A number of reviews of the customer specification document, the NCSU SRS, and the preliminary 
design were conducted in the period June 1992 though December 1992. In most case the reviews 
were performed by all members of the team in group meetings. The meetings were held about once 
a week and lasted about one to two hours each. Design walkthroughs were held during January 
and February 1993. Again these were group efforts and lasted about 1-2 hours each once to twice a 
week. Code walkthroughs and inspections were individual efforts conducted about twice a week in 
the period March through May 1993. 

3.2.4 Testing 

The Boiler Control software Version 2.0 was tested using the test plan given in the Verification and 
Validation Plan document. Two distinct types of testing were used: unit testing and system testing. 
A total of about 456 test cases was generated for this version, based principally on the black-box 
and extremal-and-special value analysis of the system requirement, and the system states and 
associated transitions. 

Dynamic testing was done using two test-beds. One in which the control program and the 
simulator share the same platform (computer), and the other where they reside on separate 
machines and communicate through the RS-232 serial link. The latter test-bed included two 
simulators. The NCSU developed simulator testing was supplemented with the Customer Supplied 
Boiler Simulator (CSBS). The CSBS gave us some insight into the customer's interpretation of the 
specifications, and despite its defects, also helped in revising the development team's perspective 
on some of the failure modes (especially simultaneous two component failures). 
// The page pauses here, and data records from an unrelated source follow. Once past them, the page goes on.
Issue #55, opened 2020-04-10
Support streaming request bodies


sfackler:
It'd be nice if there were a way to send a request body without needing to buffer the entire thing in memory first.

adamreichold:
@sbstp What do you think of porting zeptohttpc's [`BodyWriter`](https://github.com/adamreichold/zeptohttpc/blob/master/src/body_writer.rs) trait here?

sbstp:
@adamreichold looks like a good idea.

sbstp:
Could we support streaming bodies for non Seek streams also? Just use like the CompressedBody does.

adamreichold:
> Could we support streaming bodies for non Seek streams also? Just use like the CompressedBody does.

AFAIU the problem for pure `Read` bodies is that with redirects, one might need to produce the body multiple times and hence the need to rewind. `CompressedBody` is just a wrapper that relies on the inner body to rewind and `JsonBody` does not consume the actual value that is written.

I see two alternatives here:
* The body is able to indicate whether it can rewind or not and redirects just fail if the body was already consumed but that seems rather brittle to me.
* We provide an implementation based on `F: Fn() -> R where R: Read` in stead of `R: Read`, i.e. a body that can produce a new readable stream every time but that might end up being more complicated than just letting the user reimplement `BodyWriter` directly.

sbstp:
We should look at the HTTP semantics for this. I think we could implement the Expect-Continue mechanism to solve this elegantly.

adamreichold:
> We should look at the HTTP semantics for this. I think we could implement the Expect-Continue mechanism to solve this elegantly.

For a conforming server implementation, yes. More home-grown server implementations may wait for the body before producing the redirect response. But personally, I am not sure how relevant those are and if we should invest any effort into automatic downgrading.

But more generally speaking, do you have a use case in mind where we have a pure `Read` body that can only be consumed once? File contents and JSON values are possible without this. The client part of a proxy implementation would be the only thing I can come up with right now and I am not sure attohttpc would be a good choice for that.

sbstp:
It would be a nice to have, but it's certainly not a blocker for this to land. We can start small and figure out later how to add it if someone asks for it.

adamreichold:
Also the following part of the specification could be read like us need to be able to produce a body in any case.

[...]

PR #59, opened 2020-04-17
Support generic bodies using a dedicated trait

adamreichold:
This adds the `body` module to generically describe rewindable bodies which is the first step towards resolving #55. (We still need to implement a chunked transfer encoding writer to fully support streaming bodies, but that can be done as a follow-up change.)

### DIFF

The testing was iterative. Groups of control program test cases would be run starting in the Normal 
or Degraded mode, after the control program was invoked and has successfully run through the 
SelfTest, SystemTest and Initialization modes. It was not possible to control the failure modes of 
steaming rate meter and Water level meter using the CSBS, and hence this functionality has not 
been tested using the customer simulator. The NCSU simulator was used for that part of the 
verification effort. 

The currently ongoing testing effort is based on the BOR-SD generated test cases. Evaluation of 
the Version 2.0 based on this approach is not yet complete.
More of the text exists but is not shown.